News
Article
The investigators reported that ultra-low PSA responses “were associated with prolonged rPFS and delayed progression to mCRPC and PSA progression.”
Combination treatment with darolutamide (Nubeqa) plus androgen deprivation therapy (ADT) in patients with metastatic hormone-sensitive prostate cancer (mHSPC) was associated with much lower prostate-specific antigen (PSA) responses compared with ADT alone, according to data from a post hoc analysis of the phase 3 ARANOTE trial (NCT04736199).1,2
The data were presented at the 2025 American Urological Association Annual Meeting in Las Vegas, Nevada.
Previously reported data from ARANOTE indicated that, “Time to prostate-specific antigen (PSA) progression was longer for patients receiving darolutamide versus placebo (HR 0.31; 95% CI 0.23–0.41), and 3 times as many patients receiving darolutamide achieved undetectable PSA <0.2 ng/mL at any time (62.6%) vs patients on placebo (18.5%).”3 Further, according to a Game Changer presentation at the 40th Annual European Association of Urology Congress, reaching a PSA level of 0.2 ng/mL with darolutamide was found to be correlated with clinical benefit.
Neal D. Shore, MD, FACS
For the study presented at AUA 2025, the investigators, led by, Neal D. Shore, MD, FACS, medical director of the START Center for Cancer Research in Myrtle Beach, South Carolina, reported on post hoc analyses of ultra-low PSA responses (defined as <0.02 ng/mL) as well as their correlation with outcomes both overall and by baseline PSA level from ARANOTE.
In terms of methodology, the investigators explained that serum was collected for testing of PSA levels at screening as well as every 12 weeks. Rates of ultra-low PSA were then evaluated at 24, 36, and 48 weeks and at any time. The proportions of patients who reached an ultra-low PSA level were assessed by baseline PSA group. This was defined as less than first quartile (<Q1: <4.1 ng/mL), between Q1 and median (Q2: 4.1 ng/mL to <21.3 ng/mL), and ≥median (Q3 and Q4: ≥21.3 ng/mL). In addition, “radiological progression-free survival (rPFS), time to metastatic castration-resistant prostate cancer [mCRPC], and time to PSA progression were correlated with PSA responses (<0.02 ng/mL, ≥0.02 to <0.2 ng/mL, and ≥0.2 ng/mL) in patients treated with darolutamide,” the investigators wrote.

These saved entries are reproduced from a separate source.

PR #962, opened 2017-09-01
Hydrogen No kernel specs found Issue!

ssahaxd:
Describing how to solve the `No kernel specs found` for windows users.

### DIFF
--- a/docs/Troubleshooting.md
+++ b/docs/Troubleshooting.md
@@ -97,3 +97,57 @@ Again, there are a number of possible causes and solutions:
   been seen recently. Please, post in issue
   [#53](https://github.com/nteract/hydrogen/issues/53) the details of your
   installation.
+
+# Hydrogen No kernel specs found Issue!
+
+----------
+## problem:
+
+In windows if python is not added to environment variables, you will get this `No kernel specs found` problem.
+
+![Kernel specs not found](https://preview.ibb.co/jw40ta/Screenshot_40.png)
+
+## Solution:
+
+To solve this problem you just need to add python to your systems environment variables, and this can be done in 2 ways :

The investigators reported that out of the entire ARANOTE population (n = 669), 434 out of 446 patients in the darolutamide group and 218 out of 223 patients in the placebo group had a baseline PSA level of at least 0.02 ng/mL. They also reported that baseline disease characteristics of patients when stratified by baseline PSA subgroups were generally similar, with the exception that fewer patients with a PSA level lower than 4.1 ng/mL had de novo disease compared with groups with a PSA level of at least 4.1 ng/mL.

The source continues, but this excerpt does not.